A SAFE (simple agreement for future equity) is a standardized document used by startup companies for early-stage fundraising. A SAFE investment may convert to equity in the company in a future round of fundraising (Series A, for example) and does not give a SAFE investor a specific number of shares at the time of the investment. The price of shares owned by a SAFE investor are determined in the future round of fundraising.
The terms of a SAFE are intended to be balanced between the interests of the investors, and the founders or existing owners of the company, but a SAFE may not be appropriate for every early-stage company or investor.
The SAFE was created by Y Combinator, a well-known tech accelerator, in 2013.
In Maryland, as in other states, a SAFE (simple agreement for future equity) is a financial instrument used by startups during early-stage fundraising. It allows investors to convert their investment into equity at a later date, typically during a future equity financing round such as Series A. The terms of a SAFE are not standardized by law but were created by Y Combinator in 2013. The use of SAFEs in Maryland is subject to general contract law and securities regulations.
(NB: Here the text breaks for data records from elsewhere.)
PR #1026, opened 2021-12-08
fix: key prefix support int transactions (Put and GetOpt)

### LINKED ISSUE #1017: isPrefix in GetOp don't work
**Describe the bug**
jetcd version 0.5.10
I tryed to get range values by prefix in txn. But I can't get any value by using isPrex(). When I replace "isPrefix()" by "withPrefix()", it works.

**To Reproduce**
```
void test() throws ExecutionException, InterruptedException {
        Client client = Client.builder().endpoints("http://localhost:2379").build();
        Lease lease = client.getLeaseClient();
        String lockName = "/myLock";

        Long leaseId = lease.grant(10).get().getID();

        KV kvClient = client.getKVClient();
        String lockKey = lockName + "/" + "owner";
        Cmp cmp = new Cmp(ByteSequence.from(lockKey.getBytes()), Cmp.Op.EQUAL, CmpTarget.createRevision(0));
        Op.PutOp putOp = Op.put(ByteSequence.from(lockKey.getBytes()), ByteSequence.from("0".getBytes()), PutOption.newBuilder().withLeaseId(leaseId).build());
        Op.GetOp getOwner = Op.get(ByteSequence.from(lockName, Charset.defaultCharset()), GetOption.newBuilder().isPrefix(true).build());

        TxnResponse response = kvClient.txn().If(cmp).Then(putOp, getOwner).Else(getOwner).commit().get();

        for (PutResponse putResponse : response.getPutResponses()) {
            log.info("transaction putResponse {}", putResponse);
        }

        for (GetResponse getResponse : response.getGetResponses()) {
            log.info("transaction getResponse {}", getResponse);
        }

        GetResponse getResponse = kvClient.get(ByteSequence.from(lockName, Charset.defaultCharset()), GetOption.newBuilder().isPrefix(true).build()).get();
        log.info("getResponse {}", getResponse);
    }
```

In the response there is nothing printed. But In getResponse the value is printed.

And when I replace isPrefix by withPrefix, it works.
```
void test2() throws ExecutionException, InterruptedException {
        Client client = Client.builder().endpoints("http://localhost:2379").build();
        Lease lease = client.getLeaseClient();
        String lockName = "/myLock";

        Long leaseId = lease.grant(10).get().getID();

        KV kvClient = client.getKVClient();
        String lockKey = lockName + "/" + "owner";
        Cmp cmp = new Cmp(ByteSequence.from(lockKey.getBytes()), Cmp.Op.EQUAL, CmpTarget.createRevision(0));
        Op.PutOp putOp = Op.put(ByteSequence.from(lockKey.getBytes()), ByteSequence.from("0".getBytes()), PutOption.newBuilder().withLeaseId(leaseId).build());
        Op.GetOp getOwner = Op.get(ByteSequence.from(lockName, Charset.defaultCharset()), GetOption.newBuilder().withPrefix(ByteSequence.from(lockName, Charset.defaultCharset())).build());

        TxnResponse response = kvClient.txn().If(cmp).Then(putOp, getOwner).Else(getOwner).commit().get();

        for (PutResponse putResponse : response.getPutResponses()) {
            log.info("transaction putResponse {}", putResponse);
        }

        for (GetResponse getResponse : response.getGetResponses()) {
            log.info("transaction getResponse {}", getResponse);
        }

        GetResponse getResponse = kvClient.get(ByteSequence.from(lockName, Charset.defaultCharset()), GetOption.newBuilder().isPrefix(true).build()).get();
        log.info("getResponse {}", getResponse);
    }
```
        

**Expected behavior**
isPrefix works as it works in get method

**Additional context**
I found this in get method in KVImpl.java 
https://github.com/etcd-io/jetcd/blob/release-0.5.10/jetcd-core/src/main/java/io/etcd/jetcd/KVImpl.java#L110
```
       if (!option.getEndKey().isPresent() && option.isPrefix()) {
            ByteSequence endKey = OptionsUtil.prefixEndOf(key);
            builder.setRangeEnd(Util.prefixNamespaceToRangeEnd(endKey.getByteString(), namespace));
        }
```
But same code in GetOp class in Op.java is not existed.
https://github.com/etcd-io/jetcd/blob/release-0.5.10/jetcd-core/src/main/java/io/etcd/jetcd/op/Op.java#L108

sudoHackIn:
Because grpc request mapping is the same for KV and Transactions, it's better for me to reuse it.
So the simplest solution was - additional static util class with this logic.

After of package changing,  [ByteSequence.toByteString](https://github.com/etcd-io/jetcd/blob/0537b7fe62f8985d2a0de554d52d2c05ec90789a/jetcd-core/src/main/java/io/etcd/jetcd/ByteSequence.java#L117) is not longer possible. So, i have additional conversion's, which i don't like. 

Fixes #1017

### DIFF
--- a/jetcd-core/src/main/java/io/etcd/jetcd/op/Op.java
+++ b/jetcd-core/src/main/java/io/etcd/jetcd/op/Op.java
@@ -17,10 +17,7 @@
 package io.etcd.jetcd.op;
 
 import io.etcd.jetcd.ByteSequence;
-import io.etcd.jetcd.Util;
-import io.etcd.jetcd.api.DeleteRangeRequest;
-import io.etcd.jetcd.api.PutRequest;
-import io.etcd.jetcd.api.RangeRequest;
+import io.etcd.jetcd.ProtoRequestMapper;
 import io.etcd.jetcd.api.RequestOp;
 import io.etcd.jetcd.api.TxnRequest;
 import io.etcd.jetcd.options.DeleteOption;
@@ -28,9 +25,6 @@ import io.etcd.jetcd.options.GetOption;
 import io.etcd.jetcd.options.PutOption;
 
 import com.google.protobuf.ByteString;
-
-import static io.etcd.jetcd.options.OptionsUtil.toRangeRequestSortOrder;
-import static io.etcd.jetcd.options.OptionsUtil.toRangeRequestSortTarget;
 
 /**
  * Etcd Operation.
@@ -83,10 +77,10 @@ public abstract class Op {
 
         @Override
         RequestOp toRequestOp(ByteSequence namespace) {
-            PutRequest put = PutRequest.newBuilder().setKey(Util.prefixNamespace(this.key, namespace)).setValue(this.value)
-                .setLease(this.option.getLeaseId()).setPrevKv(this.option.getPrevKV()).build();
-
-            return RequestOp.newBuilder().setRequestPut(put).build();
+            return RequestOp.newBuilder()
+                .setRequestPut(
+                    ProtoRequestMapper.mapPutRequest(ByteSequence.from(key), ByteSequence.from(value), option, namespace))
+                .build();
         }
     }
 
@@ -101,18 +95,9 @@ public abstract class Op {
 
         @Override
         RequestOp toRequestOp(ByteSequence namespace) {
-            RangeRequest.Builder range = RangeRequest.newBuilder().setKey(Util.prefixNamespace(this.key, namespace))
-                .setCountOnly(this.option.isCountOnly()).setLimit(this.option.getLimit())
-                .setRevision(this.option.getRevision()).setKeysOnly(this.option.isKeysOnly())
-                .setSerializable(this.option.isSerializable())
-                .setSortOrder(toRangeRequestSortOrder(this.option.getSortOrder()))
-                .setSortTarget(toRangeRequestSortTarget(this.option.getSortField()));
-
-            this.option.getEndKey()
-                .map(endKey -> Util.prefixNamespaceToRangeEnd(ByteString.copyFrom(endKey.getBytes()), namespace))
-                .ifPresent(range::setRangeEnd);
-
-            return RequestOp.newBuilder().setRequestRange(range).build();
+            return RequestOp.newBuilder()
+                .setRequestRange(ProtoRequestMapper.mapRangeRequest(ByteSequence.from(key), option, namespace))
+                .build();
         }
     }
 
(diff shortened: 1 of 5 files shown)


jetcd-core/src/main/java/io/etcd/jetcd/op/Op.java
```diff
@@ -29,8 +25,7 @@
 
 import com.google.protobuf.ByteString;
 
-import static io.etcd.jetcd.options.OptionsUtil.toRangeRequestSortOrder;
-import static io.etcd.jetcd.options.OptionsUtil.toRangeRequestSortTarget;
+import static io.etcd.jetcd.support.ProtoRequestMapper.*;
```
lburgazzoli, line 28: please don't use wildcard import as it does not make it clear what is being imported

jetcd-core/src/main/java/io/etcd/jetcd/support/ProtoRequestMapper.java
```diff
@@ -0,0 +1,73 @@
...
+import io.etcd.jetcd.options.GetOption;
+import io.etcd.jetcd.options.OptionsUtil;
+import io.etcd.jetcd.options.PutOption;
+
+import com.google.protobuf.ByteString;
+
+import static io.etcd.jetcd.options.OptionsUtil.toRangeRequestSortOrder;
+import static io.etcd.jetcd.options.OptionsUtil.toRangeRequestSortTarget;
+
+public class ProtoRequestMapper {
```
lburgazzoli, line 21: this can be made final

lburgazzoli: Also, it can be moved to the same package as the `Util` class

lburgazzoli (changes requested):
Some small things to be fixed and some tests are failing

jetcd-core/src/main/java/io/etcd/jetcd/op/Op.java
sudoHackIn: ok, i see

jetcd-core/src/main/java/io/etcd/jetcd/support/ProtoRequestMapper.java
sudoHackIn: the main one - io.etcd.jetcd? Ok, it'll help with additional boxing and  ByteSequence.toByteString (that is package private)

lburgazzoli: yes, we may think to have better api vs impl separation in the future like when we can use sealed classes/interfaces

sudoHackIn:
> Some small things to be fixed and some tests are failing

fixed

sudoHackIn:
How do you think, do we still need support java 1.8 java as sometimes requested? If yes, i can try to implement support for this

lburgazzoli:
> How do you think, do we still need java 1.8 java support, as sometimes requested? If yes, i can try to implement support for java, 1.8

if you have time, that would be ok however I'd really like to drop Java 1.8

lburgazzoli (approved):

Founders and investors must ensure that the use of a SAFE complies with federal securities laws and any relevant state securities regulations. This may include the need to file appropriate notices with the Securities and Exchange Commission (SEC) and the Maryland Securities Division. Since a SAFE does not provide immediate equity or promise a specific number of shares, it is crucial for both parties to understand the terms and potential risks involved. Founders and investors in Maryland considering a SAFE should consult with an attorney to ensure that the agreement is fair, clear, and complies with all applicable laws.